What is needed: Repeat every line of the data verbatim.
***** Data in this exercise
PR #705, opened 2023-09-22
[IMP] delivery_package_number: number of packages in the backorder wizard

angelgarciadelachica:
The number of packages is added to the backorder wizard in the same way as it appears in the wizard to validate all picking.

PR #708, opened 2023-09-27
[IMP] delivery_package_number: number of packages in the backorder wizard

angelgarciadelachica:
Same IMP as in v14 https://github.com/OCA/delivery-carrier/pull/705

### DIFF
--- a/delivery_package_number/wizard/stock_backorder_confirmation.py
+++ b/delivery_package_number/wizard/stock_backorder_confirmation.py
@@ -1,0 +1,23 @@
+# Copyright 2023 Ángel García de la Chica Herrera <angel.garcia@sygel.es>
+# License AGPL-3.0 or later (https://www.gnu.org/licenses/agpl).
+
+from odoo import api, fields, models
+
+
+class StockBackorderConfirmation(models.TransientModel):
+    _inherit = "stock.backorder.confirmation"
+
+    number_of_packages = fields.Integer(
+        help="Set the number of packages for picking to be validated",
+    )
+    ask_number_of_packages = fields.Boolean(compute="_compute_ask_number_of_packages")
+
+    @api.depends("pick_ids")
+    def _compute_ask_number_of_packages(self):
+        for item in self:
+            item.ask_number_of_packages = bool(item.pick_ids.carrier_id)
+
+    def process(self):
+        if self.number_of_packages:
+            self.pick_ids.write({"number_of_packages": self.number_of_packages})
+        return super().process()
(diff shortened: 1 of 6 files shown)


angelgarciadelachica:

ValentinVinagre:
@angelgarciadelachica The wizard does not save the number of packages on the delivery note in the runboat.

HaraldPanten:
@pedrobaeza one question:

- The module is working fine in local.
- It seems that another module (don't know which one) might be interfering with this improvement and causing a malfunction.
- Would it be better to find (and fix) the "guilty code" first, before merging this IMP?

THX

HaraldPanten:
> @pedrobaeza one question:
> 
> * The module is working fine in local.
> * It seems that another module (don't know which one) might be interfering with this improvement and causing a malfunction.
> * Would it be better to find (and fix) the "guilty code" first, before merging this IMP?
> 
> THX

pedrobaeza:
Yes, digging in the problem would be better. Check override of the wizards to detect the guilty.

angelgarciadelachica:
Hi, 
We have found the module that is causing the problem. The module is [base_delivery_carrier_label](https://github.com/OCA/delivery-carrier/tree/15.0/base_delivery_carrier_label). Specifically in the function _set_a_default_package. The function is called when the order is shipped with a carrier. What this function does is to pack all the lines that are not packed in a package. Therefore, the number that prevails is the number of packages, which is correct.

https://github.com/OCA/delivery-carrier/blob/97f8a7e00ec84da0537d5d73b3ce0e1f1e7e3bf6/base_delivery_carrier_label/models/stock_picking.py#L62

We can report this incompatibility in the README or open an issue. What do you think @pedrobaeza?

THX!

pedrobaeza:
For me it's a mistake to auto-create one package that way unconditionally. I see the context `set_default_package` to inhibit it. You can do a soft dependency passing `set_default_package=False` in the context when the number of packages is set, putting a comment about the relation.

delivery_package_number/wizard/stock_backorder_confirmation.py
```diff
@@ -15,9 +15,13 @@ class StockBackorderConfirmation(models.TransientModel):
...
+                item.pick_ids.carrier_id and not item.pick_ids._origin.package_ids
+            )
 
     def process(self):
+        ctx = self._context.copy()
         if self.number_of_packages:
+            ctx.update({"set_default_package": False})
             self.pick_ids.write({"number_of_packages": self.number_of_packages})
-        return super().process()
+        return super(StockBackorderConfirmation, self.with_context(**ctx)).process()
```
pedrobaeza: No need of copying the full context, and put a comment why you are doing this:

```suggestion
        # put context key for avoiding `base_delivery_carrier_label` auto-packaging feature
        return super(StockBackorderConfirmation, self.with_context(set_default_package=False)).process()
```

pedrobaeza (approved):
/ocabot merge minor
**********
Answer section:
PR #705, opened 2023-09-22
[IMP] delivery_package_number: number of packages in the backorder wizard

angelgarciadelachica:
The number of packages is added to the backorder wizard in the same way as it appears in the wizard to validate all picking.

PR #708, opened 2023-09-27
[IMP] delivery_package_number: number of packages in the backorder wizard

angelgarciadelachica:
Same IMP as in v14 https://github.com/OCA/delivery-carrier/pull/705

### DIFF
--- a/delivery_package_number/wizard/stock_backorder_confirmation.py
+++ b/delivery_package_number/wizard/stock_backorder_confirmation.py
@@ -1,0 +1,23 @@
+# Copyright 2023 Ángel García de la Chica Herrera <angel.garcia@sygel.es>
+# License AGPL-3.0 or later (https://www.gnu.org/licenses/agpl).
+
+from odoo import api, fields, models
+
+
+class StockBackorderConfirmation(models.TransientModel):
+    _inherit = "stock.backorder.confirmation"
+
+    number_of_packages = fields.Integer(
+        help="Set the number of packages for picking to be validated",
+    )
+    ask_number_of_packages = fields.Boolean(compute="_compute_ask_number_of_packages")
+
+    @api.depends("pick_ids")
+    def _compute_ask_number_of_packages(self):
+        for item in self:
+            item.ask_number_of_packages = bool(item.pick_ids.carrier_id)
+
+    def process(self):
+        if self.number_of_packages:
+            self.pick_ids.write({"number_of_packages": self.number_of_packages})
+        return super().process()
(diff shortened: 1 of 6 files shown)


angelgarciadelachica:

ValentinVinagre:
@angelgarciadelachica The wizard does not save the number of packages on the delivery note in the runboat.

HaraldPanten:
@pedrobaeza one question:

- The module is working fine in local.
- It seems that another module (don't know which one) might be interfering with this improvement and causing a malfunction.
- Would it be better to find (and fix) the "guilty code" first, before merging this IMP?

THX

HaraldPanten:
> @pedrobaeza one question:
> 
> * The module is working fine in local.
> * It seems that another module (don't know which one) might be interfering with this improvement and causing a malfunction.
> * Would it be better to find (and fix) the "guilty code" first, before merging this IMP?
> 
> THX

pedrobaeza:
Yes, digging in the problem would be better. Check override of the wizards to detect the guilty.

angelgarciadelachica:
Hi, 
We have found the module that is causing the problem. The module is [base_delivery_carrier_label](https://github.com/OCA/delivery-carrier/tree/15.0/base_delivery_carrier_label). Specifically in the function _set_a_default_package. The function is called when the order is shipped with a carrier. What this function does is to pack all the lines that are not packed in a package. Therefore, the number that prevails is the number of packages, which is correct.

https://github.com/OCA/delivery-carrier/blob/97f8a7e00ec84da0537d5d73b3ce0e1f1e7e3bf6/base_delivery_carrier_label/models/stock_picking.py#L62

We can report this incompatibility in the README or open an issue. What do you think @pedrobaeza?

THX!

pedrobaeza:
For me it's a mistake to auto-create one package that way unconditionally. I see the context `set_default_package` to inhibit it. You can do a soft dependency passing `set_default_package=False` in the context when the number of packages is set, putting a comment about the relation.

delivery_package_number/wizard/stock_backorder_confirmation.py
```diff
@@ -15,9 +15,13 @@ class StockBackorderConfirmation(models.TransientModel):
...
+                item.pick_ids.carrier_id and not item.pick_ids._origin.package_ids
+            )
 
     def process(self):
+        ctx = self._context.copy()
         if self.number_of_packages:
+            ctx.update({"set_default_package": False})
             self.pick_ids.write({"number_of_packages": self.number_of_packages})
-        return super().process()
+        return super(StockBackorderConfirmation, self.with_context(**ctx)).process()
```
pedrobaeza: No need of copying the full context, and put a comment why you are doing this:

```suggestion
        # put context key for avoiding `base_delivery_carrier_label` auto-packaging feature
        return super(StockBackorderConfirmation, self.with_context(set_default_package=False)).process()
```

pedrobaeza (approved):
/ocabot merge minor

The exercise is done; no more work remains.